Give the count of lines in the records that contain the string "wrong", and write nothing but that number.

[Stored items]

━━━━━━━━━━━━━━━━━━━━━━━━━━━━━━

PR #96, opened 2019-07-17
Add basic block height verification

AndrejMitrovic:
This must be done before asynchronous putTransaction requests are implemented, otherwise a node can end up building blocks indefinitely as it accepts any blocks it receives from a call to `getBlocksFrom`.

### DIFF
--- a/source/agora/test/Ledger.d
+++ b/source/agora/test/Ledger.d
@@ -26,6 +26,7 @@ import agora.test.Base;
 /// Returns: the entire ledger from the provided node
 private Block[] getAllBlocks (TestAPI node)
 {
+    import std.range;
     Block[] blocks;
 
     // note: may return less than asked for, hence the loop
@@ -36,8 +37,11 @@ private Block[] getAllBlocks (TestAPI node)
         if (new_blocks.length == 0)  // no blocks left
             break;
 
+        // ensure sequential consistency
+        foreach (block; new_blocks)
+            assert(block.header.height == starting_block++);
+
         blocks ~= new_blocks;
-        starting_block = blocks[$ - 1].header.height + 1;
     }
 
     return blocks;
--- a/source/agora/node/Ledger.d
+++ b/source/agora/node/Ledger.d
@@ -19,6 +19,8 @@ import agora.common.Data;
 import agora.common.Hash;
 import agora.common.Transaction;
 
+import vibe.core.log;
+
 import std.algorithm;
 
 /// Ditto
@@ -106,7 +108,9 @@ public class Ledger
 
     /***************************************************************************
 
-        Add a block to the ledger
+        Add a block to the ledger.
+
+        If the block fails verification, it is not added to the ledger.
 
         Params:
             block = the block to add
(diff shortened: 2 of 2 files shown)


source/agora/test/Ledger.d
```diff
@@ -36,6 +37,21 @@ private Block[] getAllBlocks (TestAPI node)
...
             break;
 
+        auto prev_height = new_blocks[0].header.height;
+
+        // consistency check: new blocks must continue from where we last called
+        // first loop: start with 0, subsequent: start from saved blocks position
+        if (blocks.length)
+            assert(prev_height == blocks.back.header.height + 1);
+        else
+            assert(prev_height == 0);  // genesis block
```
Geod24: Why not just `new_blocks[0].header.height == starting_block` ?

source/agora/test/Ledger.d
```diff
@@ -36,6 +37,21 @@ private Block[] getAllBlocks (TestAPI node)
...
+
+        foreach (block; new_blocks[1 .. $])
+        {
+            // sequential consistency check
+            assert(block.header.height == ++prev_height);
```
Geod24: Yeah you could just reuse `starting_height` (maybe also rename it?) because those two have roughly the same function

AndrejMitrovic: The second function verifies that the chain of blocks has an increasing height.

AndrejMitrovic: So it's not like `[height0, height2, height1, height3]`.

AndrejMitrovic:
Rebased with the first proposed change. But I left the sequential consistency check in.

source/agora/test/Ledger.d
Geod24:
```d
size_t starting_block = 0;
while (1)
{
    auto new_blocks = node.getBlocksFrom(starting_block, uint.max);
    if (new_blocks.length == 0)  // no blocks left
        break;
    assert(new_blocks[0].header.height == starting_block)
    foreach (ref block; new_blocks[1 .. $])
        assert(block.header.height == ++starting_block);
    blocks ~= new_blocks;
}
```

What's wrong with this ?

AndrejMitrovic: Nothing wrong, that's what reviews are for. Thanks!

AndrejMitrovic: > What's wrong with this ?

I've solved the riddle. A missing `++starting_block` at the very end before the while loop ends, otherwise it's an infinite loop.

AndrejMitrovic:
Pushed the suggested changes, + a bugfix for the suggested change.

source/agora/test/Ledger.d
```diff
@@ -36,8 +37,13 @@ private Block[] getAllBlocks (TestAPI node)
         if (new_blocks.length == 0)  // no blocks left
             break;
 
+        // ensure sequential consistency
+        assert(new_blocks[0].header.height == starting_block);
+        foreach (ref block; new_blocks[1 .. $])
+            assert(block.header.height == ++starting_block);
+
+        ++starting_block;
```
Geod24: Would:
```D
        foreach (ref block; new_blocks)
            assert(block.header.height == starting_block++);
```

Work ?

AndrejMitrovic:
That works.

It made me think. A cool project would be to come up with a libdparse app which tries to refactor code while retaining the same semantics.

Geod24 (approved):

━━━━━━━━━━━━━━━━━━━━━━━━━━━━━━

* Task response:
3